### Task instructions
When you reach the line containing "feat: remove some" in the entries below, start writing out each line exactly, and stop after the line containing "DawoudSheraz, line 20: I".

### Material for this task
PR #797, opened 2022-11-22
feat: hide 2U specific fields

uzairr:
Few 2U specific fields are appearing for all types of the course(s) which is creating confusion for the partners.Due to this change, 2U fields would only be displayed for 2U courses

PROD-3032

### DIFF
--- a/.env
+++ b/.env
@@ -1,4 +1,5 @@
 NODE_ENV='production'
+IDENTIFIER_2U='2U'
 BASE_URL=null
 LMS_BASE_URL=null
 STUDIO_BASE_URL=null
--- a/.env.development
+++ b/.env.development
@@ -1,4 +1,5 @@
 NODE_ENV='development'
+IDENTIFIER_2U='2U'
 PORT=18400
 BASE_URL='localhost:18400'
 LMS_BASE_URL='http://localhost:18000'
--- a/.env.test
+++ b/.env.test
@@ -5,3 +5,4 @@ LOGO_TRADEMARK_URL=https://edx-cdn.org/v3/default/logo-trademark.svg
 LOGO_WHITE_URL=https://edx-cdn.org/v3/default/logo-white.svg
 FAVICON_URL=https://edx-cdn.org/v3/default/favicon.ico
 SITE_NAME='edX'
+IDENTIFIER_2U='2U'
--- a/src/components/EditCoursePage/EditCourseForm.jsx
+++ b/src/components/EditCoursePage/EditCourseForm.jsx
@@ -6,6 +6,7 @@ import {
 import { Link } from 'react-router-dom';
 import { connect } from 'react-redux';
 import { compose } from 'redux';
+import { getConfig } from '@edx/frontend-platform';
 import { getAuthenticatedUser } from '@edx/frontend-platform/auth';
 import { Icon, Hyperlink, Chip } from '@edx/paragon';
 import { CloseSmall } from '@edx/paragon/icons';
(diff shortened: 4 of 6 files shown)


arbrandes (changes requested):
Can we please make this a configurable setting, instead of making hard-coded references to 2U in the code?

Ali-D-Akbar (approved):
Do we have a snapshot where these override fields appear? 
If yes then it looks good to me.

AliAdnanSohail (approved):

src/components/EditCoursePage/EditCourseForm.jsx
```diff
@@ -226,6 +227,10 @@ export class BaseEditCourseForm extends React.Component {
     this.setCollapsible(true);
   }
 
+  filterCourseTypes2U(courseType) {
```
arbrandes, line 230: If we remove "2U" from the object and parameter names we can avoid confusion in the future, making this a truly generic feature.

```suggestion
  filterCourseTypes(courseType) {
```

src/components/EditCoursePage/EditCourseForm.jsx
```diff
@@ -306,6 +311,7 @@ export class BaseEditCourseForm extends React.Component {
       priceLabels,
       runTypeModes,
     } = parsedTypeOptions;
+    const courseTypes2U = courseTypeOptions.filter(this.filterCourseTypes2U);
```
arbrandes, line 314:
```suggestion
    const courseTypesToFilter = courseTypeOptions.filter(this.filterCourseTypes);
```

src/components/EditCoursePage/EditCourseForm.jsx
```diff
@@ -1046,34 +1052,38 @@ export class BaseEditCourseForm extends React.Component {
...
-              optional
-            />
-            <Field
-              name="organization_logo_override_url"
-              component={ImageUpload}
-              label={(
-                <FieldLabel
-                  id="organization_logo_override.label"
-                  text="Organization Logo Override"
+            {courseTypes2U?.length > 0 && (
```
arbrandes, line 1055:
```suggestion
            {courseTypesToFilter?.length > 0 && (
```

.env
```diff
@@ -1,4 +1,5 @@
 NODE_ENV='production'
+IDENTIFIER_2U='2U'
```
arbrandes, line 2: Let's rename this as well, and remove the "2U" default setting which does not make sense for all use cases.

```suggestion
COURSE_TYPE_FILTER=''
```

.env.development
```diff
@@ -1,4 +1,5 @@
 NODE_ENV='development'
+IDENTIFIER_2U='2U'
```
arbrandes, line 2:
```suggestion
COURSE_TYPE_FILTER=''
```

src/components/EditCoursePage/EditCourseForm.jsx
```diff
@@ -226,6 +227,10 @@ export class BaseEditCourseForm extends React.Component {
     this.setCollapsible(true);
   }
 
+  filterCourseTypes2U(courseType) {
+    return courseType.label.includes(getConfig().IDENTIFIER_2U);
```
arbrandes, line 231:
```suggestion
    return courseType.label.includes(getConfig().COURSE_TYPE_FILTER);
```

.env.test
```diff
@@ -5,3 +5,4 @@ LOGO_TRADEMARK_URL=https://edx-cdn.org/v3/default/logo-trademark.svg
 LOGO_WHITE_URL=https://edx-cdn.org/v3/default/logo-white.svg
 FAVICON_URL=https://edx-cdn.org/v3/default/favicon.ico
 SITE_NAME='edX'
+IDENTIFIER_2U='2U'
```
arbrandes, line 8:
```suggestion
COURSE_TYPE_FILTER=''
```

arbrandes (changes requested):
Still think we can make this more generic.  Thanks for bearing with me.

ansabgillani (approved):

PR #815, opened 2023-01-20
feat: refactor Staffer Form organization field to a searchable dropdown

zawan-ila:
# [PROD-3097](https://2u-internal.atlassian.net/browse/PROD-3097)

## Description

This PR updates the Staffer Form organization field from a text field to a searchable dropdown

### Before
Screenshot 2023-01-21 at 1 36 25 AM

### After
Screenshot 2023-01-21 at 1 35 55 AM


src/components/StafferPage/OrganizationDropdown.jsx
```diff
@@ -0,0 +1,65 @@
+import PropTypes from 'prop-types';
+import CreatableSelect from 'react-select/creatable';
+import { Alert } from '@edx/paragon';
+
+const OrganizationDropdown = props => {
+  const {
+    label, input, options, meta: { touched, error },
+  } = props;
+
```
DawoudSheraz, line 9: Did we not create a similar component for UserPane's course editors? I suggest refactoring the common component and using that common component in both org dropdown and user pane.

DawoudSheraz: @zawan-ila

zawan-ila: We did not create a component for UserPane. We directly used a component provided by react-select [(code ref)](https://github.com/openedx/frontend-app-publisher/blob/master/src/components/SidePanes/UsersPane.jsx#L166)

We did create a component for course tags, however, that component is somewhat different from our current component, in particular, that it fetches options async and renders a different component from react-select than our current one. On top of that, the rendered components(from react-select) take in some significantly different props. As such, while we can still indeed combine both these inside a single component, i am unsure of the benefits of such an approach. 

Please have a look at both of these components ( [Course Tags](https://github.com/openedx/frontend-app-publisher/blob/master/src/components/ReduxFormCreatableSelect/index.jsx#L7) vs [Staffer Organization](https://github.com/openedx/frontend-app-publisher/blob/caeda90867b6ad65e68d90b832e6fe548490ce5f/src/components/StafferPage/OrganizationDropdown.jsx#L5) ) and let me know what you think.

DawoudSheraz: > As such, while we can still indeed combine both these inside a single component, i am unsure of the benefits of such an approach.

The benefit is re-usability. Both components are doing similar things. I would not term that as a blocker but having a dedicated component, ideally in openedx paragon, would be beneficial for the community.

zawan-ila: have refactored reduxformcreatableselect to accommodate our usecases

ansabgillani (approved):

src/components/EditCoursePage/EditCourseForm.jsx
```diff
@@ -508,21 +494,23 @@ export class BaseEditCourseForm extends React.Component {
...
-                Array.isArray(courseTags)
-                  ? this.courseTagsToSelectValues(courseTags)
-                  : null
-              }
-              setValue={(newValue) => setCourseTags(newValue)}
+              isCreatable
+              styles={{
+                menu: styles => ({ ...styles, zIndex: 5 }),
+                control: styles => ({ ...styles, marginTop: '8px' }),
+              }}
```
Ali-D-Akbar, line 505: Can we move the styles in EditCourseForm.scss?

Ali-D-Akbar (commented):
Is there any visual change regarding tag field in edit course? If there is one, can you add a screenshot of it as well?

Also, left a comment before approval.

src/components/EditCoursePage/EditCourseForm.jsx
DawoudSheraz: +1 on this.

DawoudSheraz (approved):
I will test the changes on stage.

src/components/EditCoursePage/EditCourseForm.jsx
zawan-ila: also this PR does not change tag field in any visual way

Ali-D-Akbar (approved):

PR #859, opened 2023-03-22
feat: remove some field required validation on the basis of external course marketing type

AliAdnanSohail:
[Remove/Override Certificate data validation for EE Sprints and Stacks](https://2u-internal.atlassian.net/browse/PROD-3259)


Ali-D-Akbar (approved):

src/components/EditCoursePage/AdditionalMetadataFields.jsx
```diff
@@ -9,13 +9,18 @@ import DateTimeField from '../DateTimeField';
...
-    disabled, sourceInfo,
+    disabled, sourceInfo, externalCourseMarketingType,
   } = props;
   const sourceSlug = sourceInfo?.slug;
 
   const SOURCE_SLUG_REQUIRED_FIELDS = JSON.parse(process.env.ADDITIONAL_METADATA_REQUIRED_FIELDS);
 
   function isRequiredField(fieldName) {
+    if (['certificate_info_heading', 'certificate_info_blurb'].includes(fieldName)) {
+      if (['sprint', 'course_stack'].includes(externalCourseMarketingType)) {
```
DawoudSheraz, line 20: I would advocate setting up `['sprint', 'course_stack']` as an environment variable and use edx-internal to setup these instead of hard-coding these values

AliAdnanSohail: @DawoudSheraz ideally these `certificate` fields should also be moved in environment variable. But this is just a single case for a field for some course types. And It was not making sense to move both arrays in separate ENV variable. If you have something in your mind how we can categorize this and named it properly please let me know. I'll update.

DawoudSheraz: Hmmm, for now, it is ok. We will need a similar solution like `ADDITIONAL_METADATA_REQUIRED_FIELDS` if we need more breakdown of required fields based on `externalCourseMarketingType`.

### Response area
feat: remove some field required validation on the basis of external course marketing type

AliAdnanSohail:
[Remove/Override Certificate data validation for EE Sprints and Stacks](https://2u-internal.atlassian.net/browse/PROD-3259)


Ali-D-Akbar (approved):

src/components/EditCoursePage/AdditionalMetadataFields.jsx
```diff
@@ -9,13 +9,18 @@ import DateTimeField from '../DateTimeField';
...
-    disabled, sourceInfo,
+    disabled, sourceInfo, externalCourseMarketingType,
   } = props;
   const sourceSlug = sourceInfo?.slug;
 
   const SOURCE_SLUG_REQUIRED_FIELDS = JSON.parse(process.env.ADDITIONAL_METADATA_REQUIRED_FIELDS);
 
   function isRequiredField(fieldName) {
+    if (['certificate_info_heading', 'certificate_info_blurb'].includes(fieldName)) {
+      if (['sprint', 'course_stack'].includes(externalCourseMarketingType)) {
```
DawoudSheraz, line 20: I would advocate setting up `['sprint', 'course_stack']` as an environment variable and use edx-internal to setup these instead of hard-coding these values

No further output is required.